I had a miscarriage a couple of weeks ago. My first miscarriage. I have two living children; this child would have been my third.

I can viscerally recall the moment the ER doctor told me that my surprise pregnancy was in the process of ending.

“No longer viable,” he said in a monotone, as if he were referring to something I’d planted in my garden in warmer months.

“No longer viable,” he said, as if I didn’t have enough of a down payment to close on a personal loan.

“No longer viable,” he said, as if we were casually discussing the economy.

Leaving, I can recall walking the antiseptic hallways of the hospital, tracing geometric patterns of the floor tile with my eyes as I tried to avoid making eye contact with passers-by.

I left the facility to drive myself home, where I’d have to explain to my husband, two children, and eventually family, close friends, and even acquaintences that there wouldn’t be a new addition to the family.

While Campoamor’s assertion that abortions and miscarriages are both types of loss, they couldn’t be more different in that one is a choice — one is not.

There is a sea of difference between abortion and miscarriage, and suggesting that they are the same — or even related — is hurtful and insensitive to women who have experienced the death of their unborn babies, and not by choice.

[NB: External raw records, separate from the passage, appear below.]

PR #1964, opened 2025-09-09
feat(payments): Add reservation remaining capacity metric

litt3:
- Adds reservation remaining capacity metric
- Makes necessary underlying changes to support the new metric
- Fixes a bug where the minimum number of billable symbols wasn't being respected by the `ReservationLedger`

### DIFF
--- a/api/clients/v2/metrics/accountant.go
+++ b/api/clients/v2/metrics/accountant.go
@@ -68,6 +68,8 @@ func (m *AccountantMetrics) RecordCumulativePayment(accountID string, wei *big.I
 }
 
 func (m *AccountantMetrics) RecordReservationPayment(accountID string, remainingCapacity float64) {
+	// We are expecting at most 100s of reservation, so the number of accountIDs (prom dimensions) won't be excessively
+	// large
 	m.ReservationRemainingCapacity.WithLabelValues(accountID).Set(remainingCapacity)
 }
 
--- a/api/clients/v2/metrics/accountant.go
+++ b/api/clients/v2/metrics/accountant.go
@@ -17,14 +17,14 @@ var (
 
 type AccountantMetricer interface {
 	RecordCumulativePayment(accountID string, wei *big.Int)
-	RecordReservationPayment(accountID string, remainingCapacity float64)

Here’s another perspective: the gnawing, dreading, heartbroken feeling that you know you're losing your baby against your will is likely the same thing a baby might feel if they could rationalize that their mother was taking away its right to live.

All unborn babies are of value and deserving of love — not just the ones we want to keep.

At the end of the day, while both can be experienced simultaneously, guilt and grief are not interchangeable emotions.

Campoamor's miscarriage may have strengthened her belief in abortion.

But my miscarriage strengthened my belief in God and His plan, even if it's a plan that I don't understand.